Exercise instructions
Begin with the line that has "## Known Gaps". Give it and every line after it again, exactly, through the end of the entries below.

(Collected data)
----------------

PR #53, opened 2026-04-21
feat(lora): surface runtime_mode in menubar + fixed-width CLI models table

Keith-CY:
## Summary

Closes two Module 1 (issue #12) polish gaps called out in PR #52's *Known Gaps* section:

1. **Menubar UI surface.** The macOS menubar `DesktopFoundationView` model list now renders an `adapter` / `fused` capsule badge next to each model_id, matching the `.quaternary` + `Capsule()` pattern already used across `DesktopChatView` and `DesktopWorkspaceShellView` for metadata tags. Base models render without a badge; unknown future values degrade to `"?"` so the row's visual footprint stays bounded.
2. **CLI table formatter.** `melix models list` upgrades from tab-separated to a fixed-width table — headers UPPER_CASED, each column padded to the max width of header + all rows, two-space column separator. Consumers that need column-boundary-stable output should use `--json`; this renderer is explicitly for human reading.

Pure operator-experience improvements. No proto changes, no behavioral changes, no control-plane changes.

## Plan or Spec

- Referenced in PR #52 "Known Gaps" (closed issue #12): *"No Swift menubar UI change yet"* and *"CLI list is tab-separated"*.
- Part of Module 1 closeout from `docs/plans/2026-04-16-lora-capability-modules-and-commit-plan.md`.

## Commands Run

- `HOME="$(pwd)/.swift-home" CLANG_MODULE_CACHE_PATH=… xcrun swift test --filter "MelixCLIRunnerTests|MelixCLIParserTests"` — 152 tests green.
- `HOME="$(pwd)/.swift-home" CLANG_MODULE_CACHE_PATH=… xcrun swift test --package-path apps/macos-menubar --filter "RuntimeViewModelTests"` — 185 tests green.

### New / updated test counts

- Menubar: **1 new test** — `runtimeModelRowMapsRuntimeModeToBadgeTag` pins all four cases (adapter_backed_runtime → "adapter", fused_derived_model → "fused", empty → "" no badge, unknown → "?").
- CLI: **existing `modelListSurfacesRuntimeModeColumn` test updated** to the new fixed-width layout — asserts UPPER_CASED header columns, runtime tags at expected row suffixes, and first-column padding to the widest model_id.

Net: 185 menubar tests green (+1 vs main), 152 root CLI tests green (no delta; test modified).

### Visual surface

`melix models list` now renders as:

```
MODEL_ID                      KIND  STATE       RUNTIME
melix-base-text               text  discovered  -
melix-base-text-lora-fused    text  discovered  fused
melix-base-text-lora-runtime  text  discovered  adapter
```

Menubar model rows now include a capsule badge right of the model_id — `adapter` for adapter-backed derived models, `fused` for fused derived models, nothing for base models.

### Churn

- 5 files changed, +128 / -14 lines.
- CLI: `renderModelList` replaced with the fixed-width formatter; existing `runtimeModeLabel` helper reused unchanged.
- Menubar: `RuntimeModelRow` gains `runtimeModeText` field (default `""`); new `runtimeRuntimeModeText` helper in the mapper; `DesktopFoundationView` inserts the capsule badge inside the existing headline HStack.

## Known Gaps

- **Other Module 1 polish items from the PR #52 gap list remain**: manifest still carries `activation_mode` string duplicating the typed enum (deliberate for backward compat), vision/embedding adapter-backed paths unexercised (Module 6 territory). Both out of scope for this polish pass.
- **Menubar detail view doesn't yet show adapter manifest / weights paths.** The badge signals the serving mode; deeper inspection still requires `melix models show <id>` or the JSON CLI output. A future slice can add an expander / detail sheet if operators ask for it.
- **Menubar badge is text-only.** No icon (e.g., SF Symbol) attached — kept minimal to match the existing tag pattern. If design input later suggests an icon pair, it's a one-line swap.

----------------

Output
## Known Gaps

- **Other Module 1 polish items from the PR #52 gap list remain**: manifest still carries `activation_mode` string duplicating the typed enum (deliberate for backward compat), vision/embedding adapter-backed paths unexercised (Module 6 territory). Both out of scope for this polish pass.
- **Menubar detail view doesn't yet show adapter manifest / weights paths.** The badge signals the serving mode; deeper inspection still requires `melix models show <id>` or the JSON CLI output. A future slice can add an expander / detail sheet if operators ask for it.
- **Menubar badge is text-only.** No icon (e.g., SF Symbol) attached — kept minimal to match the existing tag pattern. If design input later suggests an icon pair, it's a one-line swap.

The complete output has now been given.